This brought a much needed smile to my face.

Thursday, April 14th, 2016

Classic Programmer Paintings.

Some of my personal favorites.

(Hattip: Morlock Publishing on the Twitter.)

New toy! New project!

Saturday, April 9th, 2016

I was out and about earlier today with my mom and my nephew: we stopped by Hobby Lobby because I was looking for something. I’ll be posting about that something later on, but while we were there, I found one of these and ended up getting a screaming deal on it with the 40% off coupon.

Which is great, but that looks like a manual control box, right? How do you control it with a PC? Lots of soldering and a custom circuit board?

Ah. Nope. They have a USB device interface for the OWI-535. Isn’t that nifty?

But wait! The included software only runs on a PC! How do you control it with a Mac, or a LINUX system?

Surprise! People have reverse-engineered the control protocol! For example, this guy! (I love that blog title, by the way.) It looks like most of the other control examples I’ve found all loop back to Vadim Zaliva’s work documenting the protocol for the OWI-535. (He’s also documented the control protocol for the OWI-007 here.)

And look! Here’s control code in Python. running on a Raspberry Pi! Isn’t that a clever cleaver!

We’ll see if I can get the arm together and working without breaking it. Bad news: I don’t have that much mechanical aptitude. Good news: they claim all you need is needle-nosed pliers, diagonal cutters, and a Phillips screwdriver. No soldering required, which is good. I could probably solder my way out of a paper bag if someone held a gun to my head, but I’ve never been what you could call “good”, or even “competent” at it…

(As a side note, I’ve been trying to get back to “Talkin’ GPS Blues“. Unfortunately, I also decided to upgrade Project e to Ubuntu 15.10…and Bluetooth apparently doesn’t work well on 15.10, at least as of when I completed the upgrade. So once I get Bluetooth working again, and have some more time, I intend to revisit GPS, this time with some skanky Perl, Python, and possibly even Java code. We’ll see.)

My humps, my humps…

Friday, February 14th, 2014

A camel that escaped from a Palmdale property and began charging people and cars is now in the custody of animal control officials.

Thoughts:

1. I admit I’ve written some bad Perl code. But I don’t recall writing any that ran away. SQL queries, yes, but not Perl code.
2. “Runaway Camel” sort of sounds like a stunt organized by those truth jackasses.
3. I have a “primates” tag; do I need a “mammals” tag?

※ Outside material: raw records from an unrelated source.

PR #550, opened 2024-04-24
Use authorization code flow and HDS login handler

nikomakela:
KK-1097 KK-1126.

NOTE: At this point, the (local) Tunnistamo response type is changed
from implicit flow to the authorization code flow.

- Install the latest  version of the HDS-react.
- Use the login provider that the HDS offers.
- Get rid of the old OIDC implementation

refactor: remove needless code from the auth folder

refactor: remove the CRA service worker
The app is no longer CRA app, but a Vite app.

refactor: update react-helmet-async

refactor: remove the old auth state for redux

fix: route titles usage

fix: logout profile state handling and use api token from hds login provider

refactor: user loading in profile page

refactor: deprecate profile reducer in favor of guardian provider

refactor: add refetch profile

fix: profile uses the useProfile at right time

fix: the error with helmet while login process

refactor: use a text callback handler to prevent flickering

fix: login process redirect to profile page

feat: unauthorized will redirect to profile if user has logged in

fix: follow the hook rules with HOCs

refactor: navigate to unauthorized when no permission to AppRoute

fix: profileChildDetail rendering with login nextPath

fix: remove react strict mode for better experience with hds login

fix: login issues in child route

chore: upgrade vitest

refactor: configurations for both server types

refactor: change all the react-router imports to react-router-dom

refactor: upgrade the react-helsinki-headless-cms -plugin

feat: audiences can be configured with env variables

The default OIDC server should be set to Tunnistamo, while the Keycloak
version of the Kukkuu UI cannot be published yet.

chore: add comment about React.Strict and HANDLING_LOGIN_CALLBACK

The HDS Login component is triggering HANDLING_LOGIN_CALLBACK during the
login process, since it is not working well with the React.Strict mode.

refactor: add oidc return type as configurable

refactor: remove UI reducer and redux-oidc


terovirtanen:
## TestCafe result is __success__ for https://kukkuu-local.api.dev.hel.ninja :laughing::tada::tada::tada:

terovirtanen:
## TestCafe result is __failed__ for https://kukkuu-ui-pr550.dev.hel.ninja :crying_cat_face::anger::boom::boom:

terovirtanen:
## TestCafe result is __success__ for https://kukkuu-local.api.dev.hel.ninja :laughing::tada::tada::tada:

terovirtanen:
## TestCafe result is __success__ for https://kukkuu-local.api.dev.hel.ninja :laughing::tada::tada::tada:

terovirtanen:
## TestCafe result is __success__ for https://kukkuu-local.api.dev.hel.ninja :laughing::tada::tada::tada:

terovirtanen:
**KUKKUU-UI branch is deployed to platta: https://kukkuu-ui-pr550.dev.hel.ninja** :rocket::rocket::rocket:

package.json
```diff
@@ -102,14 +102,14 @@
     "prop-types": "^15.8.1",
     "react": "^18.2.0",
     "react-dom": "^18.2.0",
-    "react-helmet-async": "^1.3.0",
+    "react-helmet-async": "^2.0.4",
     "react-helsinki-headless-cms": "1.0.0-alpha253",
```
karisal-anders, line 106: If you're upgrading hds-react to v3.7.0 I think it'd be good to upgrade the react-helsinki-headless-cms to the newest one too as then they'd be using the same version of hds-react.

nikomakela: Good call. Upgraded

terovirtanen:
## TestCafe result is __success__ for https://kukkuu-local.api.dev.hel.ninja :laughing::tada::tada::tada:

terovirtanen:
**KUKKUU-UI branch is deployed to platta: https://kukkuu-ui-pr550.dev.hel.ninja** :rocket::rocket::rocket:

terovirtanen:
## TestCafe result is __failed__ for https://kukkuu-ui-pr550.dev.hel.ninja :crying_cat_face::anger::boom::boom:

src/domain/auth/constants.ts
```diff
@@ -0,0 +1,51 @@
...
+  ...providerPropertiesBase,
+  apiTokensClientSettings: {
+    url: `${AppConfig.oidcAuthority}protocol/openid-connect/token`,
+    maxRetries: 10,
+    retryInterval: 1000,
+    queryProps: {
+      grantType: 'urn:ietf:params:oauth:grant-type:uma-ticket',
+      permission: '#access',
+    },
+    audiences: ['kukkuu-api-test', 'profile-api-test'],
```
nikomakela, line 49: I think this should be configurable with the environment variables. If local-dev-kukkuu-ui wants to interact with the local-dev-kukkuu-api, I think this audience is not right. I think it needs to be changed to `kukkuu-api-dev` in these situations.

- [ ] Make the audience configurable.

src/domain/api/client.ts
```diff
@@ -40,26 +40,12 @@ const errorLink = onError(({ graphQLErrors, networkError }) => {
...
-        );
-      }
-
       if (errorCode === 'AUTHENTICATION_ERROR') {
         // It is not possible to recover from AUTHENTICATION_ERROR at least with the
         // same API token, so to minimize further problems it is probably best to just
         // log the user out completely.
-        logoutTunnistamo();
+        removeApiTokensFromStorage();
+        removeUserReferenceFromStorage();
```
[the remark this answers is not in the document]
nikomakela: No, it is actually the right and the same thing. Removing the user and api tokens from the storage is what the logout should do, but there is no logout command available (without a hook). Instead calling these 1 by 1, there seems to be a call that clears all the storages https://github.com/City-of-Helsinki/helsinki-design-system/blob/5b2e9b243f76c5a1d685ba9d49e35f036310bc07/packages/react/src/components/login/apiTokensClient/apiTokensClient.ts#L216. Maybe that could be called instead.

src/domain/app/AppConfig.ts
```diff
@@ -11,15 +12,38 @@ class AppConfig {
...
+  }
+
+  static get oidcKukkuuApiClientId() {
+    return getEnvOrError(
+      import.meta.env.VITE_OIDC_KUKKUU_API_CLIENT_ID,
+      'VITE_OIDC_KUKKUU_API_CLIENT_ID'
+    );
+  }
+
+  static get oidcServerType(): 'KEYCLOAK' | 'TUNNISTAMO' {
```
karisal-anders, line 45: Adding type checking:
```typescript
  static get oidcServerType(): OidcServerType {
    const oidcServerType = import.meta.env.VITE_OIDC_SERVER_TYPE ?? 'KEYCLOAK';
    if (!OIDC_SERVER_TYPES.includes(oidcServerType)) {
      throw new Error(`Invalid OIDC server type: ${oidcServerType}`);
    }
    return oidcServerType;
  }
```
with
```typescript
const OIDC_SERVER_TYPES = ['KEYCLOAK', 'TUNNISTAMO'] as const;
type OidcServerType = (typeof OIDC_SERVER_TYPES)[number];
```
somewhere.

src/domain/api/client.ts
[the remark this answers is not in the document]
nikomakela: If you are on some restricted page, the page component itself should do the redirecting to right route. What the actual logout-command does (the oidc client logout), it seems to jsut emit a signal for logout and nothing listens that signal (in HDS). Then after signal emitting, it calls OIDC usermanage logour redirect url.

src/domain/app/AppConfig.ts
karisal-anders: But it's a bit hard to determine if the types really work as the "yarn typecheck" doesn't say anything about the AppConfig.ts file. I changed the code something that definitely should've broken the types and still "yarn typecheck" passed fine.

src/domain/app/routes/SilentRenewRedirect.tsx
```diff
@@ -0,0 +1,13 @@
+import React from 'react';
+import { useNavigate } from 'react-router-dom';
+
+const SilentRenewRedirect = () => {
+  const navigate = useNavigate();
+  React.useEffect(() => {
+    navigate('/silent_renew.html', { replace: true });
+    // eslint-disable-next-line react-hooks/exhaustive-deps
+  }, []);
```
karisal-anders, line 9: Why is the eslint-disable-next-line necessary? Now the useEffect runs only once, right? But if the `navigate` function was added to the dependency array then the useEffect would be run each time the `navigate` function changes? But when does it change? I tried looking into react-router's useNavigate function (react-router-dom imports useNavigate from react-router according to its source code in node_modules) and `node_modules/react-router/dist/index.js:
```typescript
function useNavigate() {
  let {
    isDataRoute
  } = React.useContext(RouteContext);
  // Conditional usage is OK here because the usage of a data router is static
  // eslint-disable-next-line react-hooks/rules-of-hooks
  return isDataRoute ? useNavigateStable() : useNavigateUnstable();
}
```

So it's a bit, hmm, interesting, let's say. So if `isDataRoute` in `RouteContext` is truish then a stable version of the navigate function is returned:
```typescript
/**
 * Stable version of useNavigate that is used when we are in the context of
 * a RouterProvider.
 */
function useNavigateStable() {
...
```
but otherwise an unstable version.

How do you see this? Did you encounter problems if you added the `navigate` function to the dependency array?

src/domain/app/routes/WithLocaleRoute.tsx
```diff
@@ -2,16 +2,19 @@ import React from 'react';
 
 import { useLocaleRouteNavigate } from './useLocaleRouteNavigate';
 
+const WithLocalRouteComponent = ({ Component, ...rest }: any) => {
+  useLocaleRouteNavigate();
+  return <Component {...rest} />;
+};
```
karisal-anders, line 8: Local vs. Locale here. What is meant here?

src/domain/app/routes/WithLocaleRoute.tsx
```diff
@@ -2,16 +2,19 @@ import React from 'react';
...
  * the router will navigate to such a route and chagne the location pathname.
  */
 const WithLocalRoute = (WrappedComponent: React.FC) => {
   return ({ ...props }) => {
-    // eslint-disable-next-line react-hooks/rules-of-hooks
-    useLocaleRouteNavigate();
-    return <WrappedComponent {...props} />;
+    return <WithLocalRouteComponent Component={WrappedComponent} {...props} />;
   };
 };
```
karisal-anders, line 19: Reading the comment/documentation it seems `Locale` is meant here instead of `Local`, right?

src/domain/app/AppRoute.tsx
```diff
@@ -25,30 +22,38 @@ function AppRoute({
...
+
   return (
     <>
       {/* eslint-disable-next-line @typescript-eslint/ban-ts-comment */}
       {/* @ts-ignore ts2786 - https://github.com/nfl/react-helmet/issues/646 */}
       <Helmet>
         {title && (
           <title>
-            {title} - {t('appName')}
+            {t(title)} - {t('appName')}
```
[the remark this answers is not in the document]
karisal-anders: Renaming the `title` to `titleKey` and adding `const title = t(titleKey)` right after useTranslation call in tandem with the added documentation to AppRouteProps might be even clearer, and it would handle the truish checks for `title` like it was before.

src/domain/app/routes/SilentRenewRedirect.tsx
nikomakela: I would self use it totally without the useEffect, but a warning was printed to console, that the navigate should always be called from a useEffect-callback. When the dependency array is empty, it really is ran only once, but the redirect should be needed only once. I would say that the way how it's currently used should be fine and it would probably do the same if the the navigate would be in the useEffect, (but I would like to call it only once).

src/domain/app/routes/WithLocaleRoute.tsx
nikomakela: Right, it's a typo. Needs top be fixed.

src/domain/auth/KukkuuHDSLoginCallbackhandler.tsx
karisal-anders, line 1: A small thing but the filename ends with `handler` and the function is `Handler` i.e. case difference.

src/domain/app/AppRoute.tsx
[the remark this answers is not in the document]
nikomakela: The earlier implementation was that the translation was already done in the router, but it didn't do anything 😞 The translation was needed to be done later on.

I will change the property name.

src/domain/auth/KukkuuHDSLoginCallbackhandler.tsx
```diff
@@ -0,0 +1,49 @@
...
+    if (!error) return;
+    if (
+      error.type === 'SIGNIN_ERROR' &&
+      error.message ===
+        'Current state (HANDLING_LOGIN_CALLBACK) cannot be handled by a callback'
+    ) {
+      // TODO: resolve this issue -- why is it raised?
+      // We don't want to handle this error,
+      // because it is raised during every login process,
+      // and it does not affect any how to the signin process.
```
karisal-anders, line 34: https://github.com/City-of-Helsinki/helsinki-design-system/blob/v3.7.0/packages/react/src/components/login/components/LoginCallbackHandler.tsx#L39

&

https://github.com/City-of-Helsinki/helsinki-design-system/blob/v3.7.0/packages/react/src/components/login/client/oidcClient.ts#L255-L276

are at least related...

src/domain/auth/README.md
```diff
@@ -0,0 +1,52 @@
...
+}
+```
+
+# Keycloak (test environment)
+
+```json
+{
+  "userManagerSettings": {
+    "authority": "https://tunnistus.test.hel.ninja/auth/realms/helsinki-tunnistus/",
+    "client_id": "kukkuu-ui-dev",
```
karisal-anders, line 33: This (i.e. client_id="kukkuu-ui-dev") is for review/development environments according to the [Palveluintegraatio document](https://helsinkisolutionoffice.atlassian.net/wiki/spaces/KAN/pages/8679030785/Palveluintegraatio+HP+-+Kukkuu+Kulttuurin+kummilapset), not test environment. So maybe switching to "kukkuu-ui-test" or renaming "test environment" would be clearer.

src/domain/api/client.ts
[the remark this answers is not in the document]
karisal-anders: Hmm... so `logoutFromOidc` in `useLogout` hook does this:
```typescript
    logout();
    removeApiTokensFromStorage();
    removeUserReferenceFromStorage();
    clearProfile();
    flushAllState({ keepUserFormData: false });
```

And ´logout()` and `clearProfile()` need hooks to work... but `flushAllState({keepUserFormData: false})` should work without hooks. Is there a case where calling `flushAllState` would do something useful here?

Maybe moving the non-hook stuff into one function, and calling that function in `useLogout` (+the hook needing stuff) and here would make it harder for the logout functionality that is needed to go out of sync between different places in the code. What do you think?

src/domain/profile/ProfileProvider.tsx
```diff
@@ -0,0 +1,53 @@
...
+  });
+
+  const isLoading = loading && !called;
+
+  const clearProfile = () => setProfileToContext(null);
+
+  const refetchProfile = () => {
+    (async () => await refetch())();
+    setProfileToContext(data?.myProfile || null);
+  };
```
karisal-anders, line 29: Hmm... doesn't it now work so that if you call `refetchProfile` it runs the first line with the function call `(async () => await refetch())();` but as the function is asynchronous it won't wait for the function call to return anything but will just immediately run the following line `setProfileToContext(data?.myProfile || null);`? Is your intention here to wait for the refetching to happen first and after that has happened, then to set the refetched myProfile data into the context?

terovirtanen:
## TestCafe result is __success__ for https://kukkuu-local.api.dev.hel.ninja :laughing::tada::tada::tada:

src/domain/app/AppConfig.ts
karisal-anders: Well, as you are typing the return value to be either `KEYCLOAK` or `TUNNISTAMO` without checking that they actually are then the type system is fooled here into showing stuff that isn't really necessarily true. So either removing the return typing (worse IMO) or making the necessary checks in order to really to be able to type the return value as either `KEYCLOAK` or `TUNNISTAMO` would be good. And if "yarn typecheck" is not working for AppConfig.ts then it would be better to fix that so it does work.

terovirtanen:
## TestCafe result is __success__ for https://kukkuu-local.api.dev.hel.ninja :laughing::tada::tada::tada:

src/domain/auth/README.md
karisal-anders: Isn't "kukkuu-ui-test" the client ID used for test environment? At least according to the [Palveluintegraatio document](https://helsinkisolutionoffice.atlassian.net/wiki/spaces/KAN/pages/8679030785/Palveluintegraatio+HP+-+Kukkuu+Kulttuurin+kummilapset).

src/domain/profile/ProfileProvider.tsx
nikomakela: The refetch is an async function, so it needs to be waited, because it returns a promise. The refetchProfile however, is not an async function and I don't even want it to be one. Using a then-method to attach the callback function could look better here, but as far as I know, the result should be exaxctly the same.

I can change this to 
```
    refetch().then(() => {
      setProfileToContext(data?.myProfile || null);
    });
```

karisal-anders (commented):
Just went though all the changes so far, took over 4 hours. Left some comments, please have a look at them. We could have a chat tomorrow, e.g. with huddle if needed still, live conversation could be useful as this is quite a complex PR.

terovirtanen:
**KUKKUU-UI branch is deployed to platta: https://kukkuu-ui-pr550.dev.hel.ninja** :rocket::rocket::rocket:

terovirtanen:
## TestCafe result is __failed__ for https://kukkuu-ui-pr550.dev.hel.ninja :crying_cat_face::anger::boom::boom:

src/domain/profile/modal/EditMyProfileForm.tsx
```diff
@@ -77,18 +79,34 @@ export default function EditMyProfileForm({
...
+            ...(prevValue ?? initialValues),
+            ...input,
+            languagesSpokenAtHome: {
+              __typename: 'LanguageNodeConnection',
+              edges:
+                input.languagesSpokenAtHome?.map((id) => ({ node: { id } })) ??
+                [],
+            },
+          }) as MyProfile
+      );
```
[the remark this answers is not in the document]
nikomakela: It sure would be better, but I need to double check whether it is OK for the API, because then also the updateMyProfile-mutation would use those default values.

src/domain/app/AppConfig.ts
karisal-anders: I think the version we came up together in a huddle is ok now.

terovirtanen:
## TestCafe result is __success__ for https://kukkuu-local.api.dev.hel.ninja :laughing::tada::tada::tada:

src/domain/profile/ProfileProvider.tsx
nikomakela: An IIFE (Immediately Invoked Function Expression) is a JavaScript function that runs as soon as it is defined:
https://developer.mozilla.org/en-US/docs/Glossary/IIFE

nikomakela: It really seems that it is not waiting for the response
https://stackoverflow.com/a/54758455.

nikomakela: So, the then-block should be better and it's now in use. Good call!

terovirtanen:
## TestCafe result is __success__ for https://kukkuu-local.api.dev.hel.ninja :laughing::tada::tada::tada:

src/domain/auth/README.md
nikomakela: Yes, but this is a local machine configuration when the local kukkuu-ui is connected to the test-environment. So, a new paragraph really is needed. :) 

The kukkuu-ui-dev is the only one that has the localhost-addresses set in the callback urls. The test-profile is configured so that the dev-client can use it.

I have already tested this configuration that it works: this is the actual configuration that I was running the local client.

src/domain/auth/KukkuuHDSLoginCallbackhandler.tsx
nikomakela: I actually do know what the reason for this is. It's a bug in the HDS-react package. It is not tested with so big application as the Kukkuu UI is: The Kukkuu UI has so many providers / container that makes the login provider to rerender, that it then raises those errenous signals that it should not raise. They promised to fix it.
```
      // The HANDLING_LOGIN_CALLBACK error is raised only
      // when we are using the <React.Strict>.
      // We don't want to handle this error,
      // because it is raised during every login process,
      // and it does not affect any how to the signin process.
      // When the <BrowserApp> is removed from the React.Strict -container,
      // The error won't be raised anymore. The HDS team has been noted about this issue.
```

src/domain/registration/form/RegistrationForm.tsx
```diff
@@ -177,6 +200,20 @@ const RegistrationForm = () => {
...
+                          ...prevStatus,
+                          ...response.data?.submitChildrenAndGuardian?.guardian,
+                          languagesSpokenAtHome: {
+                            edges: values.guardian.languagesSpokenAtHome.map(
+                              (language) => ({
+                                node: { id: language, language },
+                              })
+                            ),
+                          },
+                        }) as MyProfile
```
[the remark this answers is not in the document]
nikomakela: This is the clearest solution I could come up with at this point. I would like to get rid of the whole redux-storage, so we could revisit this then.

src/domain/profile/modal/EditMyProfileForm.tsx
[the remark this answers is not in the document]
nikomakela: I made some changes which based on this and the guard is now on.

src/domain/api/client.ts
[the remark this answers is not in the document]
nikomakela: Yes, I can add the `flushAllState`. Good!

terovirtanen:
**KUKKUU-UI branch is deployed to platta: https://kukkuu-ui-pr550.dev.hel.ninja** :rocket::rocket::rocket:

src/domain/auth/README.md
nikomakela: It's a shame that we cannot see the actual configuration anyhow -- we always need to trust in 2nd party and in the SERvice integration document, that does not actualyl tell the configuration related to the client ids, scopes nor the callback urls.

terovirtanen:
## TestCafe result is __failed__ for https://kukkuu-ui-pr550.dev.hel.ninja :crying_cat_face::anger::boom::boom:

src/domain/api/client.ts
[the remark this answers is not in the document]
nikomakela: I think the clearProfile should actually be called automatically as a side effect by the signals that the remove commands send. The clearProfile is a context method so it is in the render stack and so cannot be accessed outside a React component, but the provider/component should rerender when a signal is sent, so the profile should be set to null.

terovirtanen:
## TestCafe result is __success__ for https://kukkuu-local.api.dev.hel.ninja :laughing::tada::tada::tada:

terovirtanen:
**KUKKUU-UI branch is deployed to platta: https://kukkuu-ui-pr550.dev.hel.ninja** :rocket::rocket::rocket:

terovirtanen:
## TestCafe result is __failed__ for https://kukkuu-ui-pr550.dev.hel.ninja :crying_cat_face::anger::boom::boom:

terovirtanen:
## TestCafe result is __success__ for https://kukkuu-local.api.dev.hel.ninja :laughing::tada::tada::tada:

terovirtanen:
**KUKKUU-UI branch is deployed to platta: https://kukkuu-ui-pr550.dev.hel.ninja** :rocket::rocket::rocket:

terovirtanen:
## TestCafe result is __failed__ for https://kukkuu-ui-pr550.dev.hel.ninja :crying_cat_face::anger::boom::boom:

src/domain/profile/ProfileProvider.tsx
nikomakela: This describes this better https://stackoverflow.com/questions/58027037/unexpected-behavior-async-await-when-required-with-iife

src/domain/auth/README.md
nikomakela: Changed

terovirtanen:
## TestCafe result is __success__ for https://kukkuu-local.api.dev.hel.ninja :laughing::tada::tada::tada:

terovirtanen:
**KUKKUU-UI branch is deployed to platta: https://kukkuu-ui-pr550.dev.hel.ninja** :rocket::rocket::rocket:

terovirtanen:
## TestCafe result is __failed__ for https://kukkuu-ui-pr550.dev.hel.ninja :crying_cat_face::anger::boom::boom:

terovirtanen:
## TestCafe result is __success__ for https://kukkuu-local.api.dev.hel.ninja :laughing::tada::tada::tada:

terovirtanen:
**KUKKUU-UI branch is deployed to platta: https://kukkuu-ui-pr550.dev.hel.ninja** :rocket::rocket::rocket:

terovirtanen:
## TestCafe result is __failed__ for https://kukkuu-ui-pr550.dev.hel.ninja :crying_cat_face::anger::boom::boom:

src/domain/app/routes/WithLocaleRoute.tsx
```diff
@@ -2,16 +2,19 @@ import React from 'react';
...
+  useLocaleRouteNavigate();
+  return <Component {...rest} />;
+};
+
 /**
  * Check that the current pathname starts with a current locale.
  * If the current locale is not set in the pathname as the first segment,
  * the router will navigate to such a route and chagne the location pathname.
  */
 const WithLocalRoute = (WrappedComponent: React.FC) => {
```
karisal-anders, line 15: The `Local` vs. `Locale` typo still here

src/domain/app/AppRoute.tsx
```diff
@@ -1,54 +1,60 @@
...
     // eslint-disable-next-line no-console
     console.warn(
       // eslint-disable-next-line max-len
-      'Most app routes should have a title. If a route does not need one, explicitly state is by toggling the noTitle prop.'
+      'Most app routes should have a title. If a route does not need one, explicitly state is by toggling the noTitle prop.',
+      { element }
     );
   }
 
+  const title = titleKey ? `${t(titleKey)} - ${t('appName')}` : t('appName');
```
karisal-anders, line 42: You can leave this as it is if you like, but moving the `const title = ...` right after the `const { t } = useTranslation();` and then using the `title` instead of `titleKey` after that in the code it'd be more like it was before and it would also check whether the `titleKey` resolves to a non-empty string or not.

terovirtanen:
## TestCafe result is __success__ for https://kukkuu-local.api.dev.hel.ninja :laughing::tada::tada::tada:

terovirtanen:
**KUKKUU-UI branch is deployed to platta: https://kukkuu-ui-pr550.dev.hel.ninja** :rocket::rocket::rocket:

karisal-anders (approved):
Great job tackling this beast of a change! 👍 Looks ok to merge!

terovirtanen:
## TestCafe result is __failed__ for https://kukkuu-ui-pr550.dev.hel.ninja :crying_cat_face::anger::boom::boom:

nikomakela:
> Great job tackling this beast of a change! 👍 Looks ok to merge!

I've been investigating whether this new login provider has a backward support for the old implicit flow of Tunnistamo implementation that is currently active in all the public envs and so far it seems like there is something that breaks the bakward compatibility. 😞 If it really is so, it means that we cannot merge this before we really want to start using the Keycloak, which would mean that we should change all the pipelines and make it sure that the Keycloak is ready for the production use. I've contacted the the HDS team about this.

terovirtanen:
## TestCafe result is __success__ for https://kukkuu-local.api.dev.hel.ninja :laughing::tada::tada::tada:

terovirtanen:
## TestCafe result is __success__ for https://kukkuu-local.api.dev.hel.ninja :laughing::tada::tada::tada:

terovirtanen:
## TestCafe result is __failed__ for https://kukkuu-ui-pr550.dev.hel.ninja :crying_cat_face::anger::boom::boom:

terovirtanen:
## TestCafe result is __success__ for https://kukkuu-local.api.dev.hel.ninja :laughing::tada::tada::tada:

terovirtanen:
**KUKKUU-UI branch is deployed to platta: https://kukkuu-ui-pr550.dev.hel.ninja** :rocket::rocket::rocket:

terovirtanen:
## TestCafe result is __failed__ for https://kukkuu-ui-pr550.dev.hel.ninja :crying_cat_face::anger::boom::boom:

terovirtanen:
## TestCafe result is __success__ for https://kukkuu-local.api.dev.hel.ninja :laughing::tada::tada::tada:

nikomakela:
> > Great job tackling this beast of a change! 👍 Looks ok to merge!
> 
> I've been investigating whether this new login provider has a backward support for the old implicit flow of Tunnistamo implementation that is currently active in all the public envs and so far it seems like there is something that breaks the bakward compatibility. 😞 If it really is so, it means that we cannot merge this before we really want to start using the Keycloak, which would mean that we should change all the pipelines and make it sure that the Keycloak is ready for the production use. I've contacted the the HDS team about this.
> 
> When the implicit flow and the old configurations are used, the new login provider does nothing visible and it does not forward the user to the Tunnistamo. The following error is thrown:
> 
> ```
> [UserManager] signinRedirect: begin
> HomeHero.tsx:60 [RedirectNavigator] prepare: begin
> chunk-TOGC4UFP.js?v=5bb69a6b:28932 [UserManager] _signinStart: begin
> chunk-TOGC4UFP.js?v=5bb69a6b:28932 [OidcClient] createSigninRequest: begin
> chunk-TOGC4UFP.js?v=5bb69a6b:28932 [UserManager] _signinStart: error after preparing navigator, closing navigator window
> chunk-TOGC4UFP.js?v=5bb69a6b:28932 [RedirectNavigator] close: begin
> ```
> 
> I revalidated my settings by using a master branch and there the configurations worked, so there is something breaking in the new login provider.
> 
> If the oidc return type is set to `VITE_OIDC_RETURN_TYPE="code"`, then the UI reacts, but is not working, because Tunnistamo is set in implicit flow mode. When the implicit flow return type is used with `VITE_OIDC_RETURN_TYPE="id_token token"`, it does not do anything but throws an error to console when a debug mode is on.

It seems like the implicit flow is totally removed from the oidc-client-ts: https://github.com/authts/oidc-client-ts/issues/152. That plugin is used as a base for HDS Login. However, I tested that we can simply activate another OIDC return type on side of another, so we can have the both active: `id_token token` (the implicit flow) and the `code` (authorization code flow).

When the authorization code flow is activated in the Tunnistamo (no other configurations are needed), the new implementation should work OK.

> NOTE: The current test (and staging?) environment is using the Kuva-instance of the Tunnistamo.

terovirtanen:
**KUKKUU-UI branch is deployed to platta: https://kukkuu-ui-pr550.dev.hel.ninja** :rocket::rocket::rocket:

terovirtanen:
**KUKKUU-UI branch is deployed to platta: https://kukkuu-ui-pr550.dev.hel.ninja** :rocket::rocket::rocket:

terovirtanen:
## TestCafe result is __success__ for https://kukkuu-local.api.dev.hel.ninja :laughing::tada::tada::tada:

terovirtanen:
## TestCafe result is __failed__ for https://kukkuu-ui-pr550.dev.hel.ninja :crying_cat_face::anger::boom::boom:

nikomakela:
The new `VITE_OIDC_KUKKUU_API_CLIENT_ID="https://api.hel.fi/auth/kukkuu"` env variable needs to be added to the pipelines in order to get the current Tunnistamo implementation to work with the new HDS login provider.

Edited to add: I think I do need a “mammals” tag, and an associated “camels” tag. But even though primates are mammals, I don’t feel right moving the “primates” tag under the “mammals” tag, so I’m keeping them separate for now.

Today’s update from the Department of Things That Make You Go “Hmmmmmmmmmmm”.

Thursday, January 16th, 2014

I found a couple of interesting little tidbits while going through the “Cisco 2014 Annual Security Report”. Before I begin, disclaimer and explainer: keep in mind that I am a contractor for Cisco. However, the 2014 Report is not a Cisco internal document, but is available to the public. You can download it here, though you do have to enter your name and an email address.

Things that I found interesting:

Ninety-nine percent of all mobile malware in 2013 targeted Android devices. Android users also have the highest encounter rate (71 percent) with all forms of web-delivered malware.

You. Don’t. Say.

Spam volume was on a downward trend worldwide in 2013. However, while the overall volume may have decreased, the proportion of maliciously intended spam remained constant.

So we’re winning? Maybe?

Of all the web-based threats that undermine security, vulnerabilities in the Java programming language continue to be the most frequently exploited target by online criminals, according to Cisco data.

More:

Data from Sourcefire, now part of Cisco, also shows that Java exploits make up the vast majority (91 percent) of indicators of compromise (IoCs) that are monitored by Sourcefire’s FireAMP solution for advanced malware analysis and protection (Figure 12).

So should you disable Java? I think Borepatch would probably say “yes”. But this is also interesting:

90 percent of Cisco customers use a version of the Java 7 Runtime Environment, the most current version of the program. This is good from a security standpoint, since this version is likely to offer greater protection against vulnerabilities…
…However, Cisco TRAC/SIO research also shows that 76 percent of enterprises using Cisco solutions are also using the Java 6 Runtime Environment, in addition to Java 7.

JRE6 has been end-of-lifed and is no longer supported. I’m thinking the best practice here is:

A. Carefully evaluate your need for Java.
II. If you do need it, use the most current version.

At 43.8 percent, Andr/Qdplugin-A was the most frequently encountered mobile malware, according to Cisco TRAC/SIO research. Typical encounters were through repackaged copies of legitimate apps distributed through unofficial marketplaces.

“unofficial marketplaces”. You. Don’t. Say.

There’s a lot more in the report, including a brief discussion of Wireshark and Python tools for doing data analysis. I do commend it to your attention, even though my bias here is obvious.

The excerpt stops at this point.